That is very true! :thumbup: To be fair i just have a memory like an Elephant :lol: :lol: and then just add bits! :thumbup:


----------



## xxwelshcrazyxx (Jul 3, 2009)

metame said:


> welshieeeee...
> 
> can i have a welshie profile pleeeease?!


Metame about 21 ish. 5.5 tall, ginger hair (you told me). shoulder lenth slightly curly. green eyes, slim build I would say about size 12, size 5 shoes, tom boy loves to wear jeans and tops, very casual clothes but loves colours, some outrageous at times, hard to understand at times too. Doesn't give anything away about herself and thinks if anyone wants to know about her then they should ask, but wont give too much away. very sensitive even though you dont think you are. If you get moody times then that can last a couple of days to get out of it. Can be very outspoken to others if you are annoyed by them, Dont care much about what others say about her she will say--- but deep down it does hurt. Strives to succeed but finds it difficult. attention span can be quite short at times and tends to day dream at times. love music and reading books. I know you are at uni as you told me. I think you are have quite an artistic mind. You will very easily put up a barrier so no one can get in....and wont let that barrier down unless you have found someone who you can trust, and so far you havent found many you can trust. I think deep down you have a very loving nature but WONT show it. How am I doing.????????


----------



## bird (Apr 2, 2009)

borderer said:


> dont like footie dont like going abroad dont like sailing older than 42:thumbup:


More like 50's, devoted dad, loves the outdoors, thinks nothing in life is better than being on the allotment/coast/woods for the day with the dogs and then coming home via a swift one in the pub to some freshly caught rabbit that the wife has cooked for his tea.


----------



## Clare7435 (Dec 17, 2009)

metame said:


> lol!
> :thumbup:
> hwos you anyway?


Not too bad....busy busy day today...hardly had any time on pf.....not good ..but had a reeeeeeeeeally good long walk with me pooch erlier so de-stressed now


----------



## xxwelshcrazyxx (Jul 3, 2009)

bird said:


> Welshie........................5ft 5in, cutie, very celtic looking. Speaks as she finds, usually very tongue in cheek.
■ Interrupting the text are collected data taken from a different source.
PR #909, opened 2020-05-02
Handle negative values in categorical colorize

philippjfr:
I've been testing with the following code:

```python
import numpy as np
import holoviews as hv
hv.extension('bokeh')
coords = [np.array([0, 1]), np.array([2, 5])]
dims = ['y_axis', 'x_axis']
cat_agg = tf.Image(np.array([[(0, -30, 0), (-18, 0, -18)],
                                [(-2, -2, -2), (-18, 0, 0)]]),
                        coords=(coords + [['a', 'b', 'c']]),
                        dims=(dims + ['cats']))
colors = [(255, 0, 0), '#0000FF', 'orange']
img = tf.shade(cat_agg, color_key=colors, how='linear', span=(-36, 0), min_alpha=20)
img2 = tf.shade(cat_agg, color_key=colors, how='linear')
hv.RGB(img.data.view('uint8').reshape((2, 2, 4))[::-1, :]) +\
hv.RGB(img2.data.view('uint8').reshape((2, 2, 4))[::-1, :])
```

### DIFF
--- a/datashader/transfer_functions/__init__.py
+++ b/datashader/transfer_functions/__init__.py
@@ -163,7 +163,9 @@ def eq_hist(data, mask=None, nbins=256*256):
 
     data2 = data if mask is None else data[~mask]
     if data2.dtype == bool or np.issubdtype(data2.dtype, np.integer):
-        hist = np.bincount(data2.astype('i8').ravel())
+        if data2.dtype.kind == 'u':
+             data2 = data2.astype('i8')
+        hist = np.bincount(data2.ravel())
         bin_centers = np.arange(len(hist))
         idx = int(np.nonzero(hist)[0][0])
         hist, bin_centers = hist[idx:], bin_centers[idx:]
--- a/datashader/transfer_functions/__init__.py
+++ b/datashader/transfer_functions/__init__.py
@@ -334,8 +334,8 @@ def _colorize(agg, color_key, how, span, min_alpha, name):
             # otherwise the offset remains at zero
             if not np.all(mask):
                 offset = total[total > 0].min()
-        masked_total = np.where(~mask, total, np.nan)
-        a_scaled = _normalize_interpolate_how(how)(masked_total - offset, mask)
+            total = np.where(~mask, total, np.nan)
+        a_scaled = _normalize_interpolate_how(how)(total - offset, mask)
         norm_span = [np.nanmin(a_scaled).item(), np.nanmax(a_scaled).item()]
     else:
         if how == 'eq_hist':
@@ -346,9 +346,10 @@ def _colorize(agg, color_key, how, span, min_alpha, name):
         # i.e. a 0 will be fully transparent, but any non-zero number will
         # be clipped to the span range and have min-alpha applied
         offset = np.array(span, dtype=data.dtype)[0]
-        if offset == 0  and total.dtype.kind == 'u':
+        if np.nanmin(total) == 0 and total.dtype.kind == 'u':
             mask = mask | (total <= 0)
-        masked_clip_2d(data, mask, *span)
+            total = np.where(~mask, total, np.nan)
+        masked_clip_2d(total, mask, *span)
         a_scaled = _normalize_interpolate_how(how)(total - offset, mask)
         norm_span = _normalize_interpolate_how(how)([0, span[1] - span[0]], 0)
 
--- a/datashader/transfer_functions/__init__.py
+++ b/datashader/transfer_functions/__init__.py
@@ -358,7 +358,7 @@ def _colorize(agg, color_key, how, span, min_alpha, name):
     if span is None:
         # Currently masks out zero or negative values, but will need fixing         
         offset = np.nanmin(total)
-        if offset <= 0:
+        if offset <= 0 and total.dtype.kind == 'u':
             mask = mask | (total <= 0)
             # If at least one element is not masked, use the minimum as the offset
             # otherwise the offset remains at zero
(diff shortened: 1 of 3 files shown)


jbednar:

ooooh thank you, I liked that one. :lol:


----------



## xxwelshcrazyxx (Jul 3, 2009)

rona said:


> Not much right there then :lol: :lol:


1 out of 50.............that not too bad then pmsl:lol: :lol:


----------



## Guest (Apr 19, 2010)

bird said:


> More like 50's, devoted dad, loves the outdoors, thinks nothing in life is better than being on the allotment/coast/woods for the day with the dogs and then coming home via a swift one in the pub to some freshly caught rabbit that the wife has cooked for his tea.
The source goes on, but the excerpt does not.